Resist Dyed
Batik painting is an Indonesian technique of resist dyed craft where wax is applied to whole cloth or along specific design. The
tradition of batik dyeing is found in various countries. It is believed that the term is a derivation
from the word `Ambatik’ which when translated literally stands for a piece of
cloth with small dots or writing with wax or drawing in broken lines.
To make a traditional batik design, the pattern is hand-drawn with hot wax on prepared fabric, using special tools called canting. This batik technique is called batik tulis. Batik Material is very important to Indonesians and many people wear it to formal or casual events. But besides that Batik cap & Batik lukis are also recognised as Batik techniques as they too use wax for resist dyeing. The wax is used to cover the areas which are to be protected from the dye. Traditionally, batik dyes were made from plants. The most widely used was indigo blue and soga, a warm brown colour made from the bark of the Soga tree. Meanwhile, a combination of two types of wax is used in this craft- Beeswax, Paraffin wax which acts as the resist. The ratio of both waxes determines the Batik texture produced.

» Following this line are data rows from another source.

PR #518, opened 2024-10-30
Update osmosis tests(with modified wasm)

Buckram123:
Alternative to #512

Here we use build script to change creator, instead of adding a new feature.

From the user perspective.
This approach:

Contemporary batik, while owing much to the past, is markedly different from the more traditional and formal styles. For example, the artist may use etching, discharge dyeing, stencils, different tools for waxing and dyeing, wax recipes with different resist values and work with silk, cotton, wool, leather, paper or even wood and ceramics.
Its present day applications of Batik Fabrics can be found in sarees, kimono shrugs, blouses, shirts, dresses and other accessories.
Batik painting is historically the most expressive and subtle of the resist methods. The ever-widening range of techniques available offers the artist the opportunity to explore a unique process in a flexible and exciting way.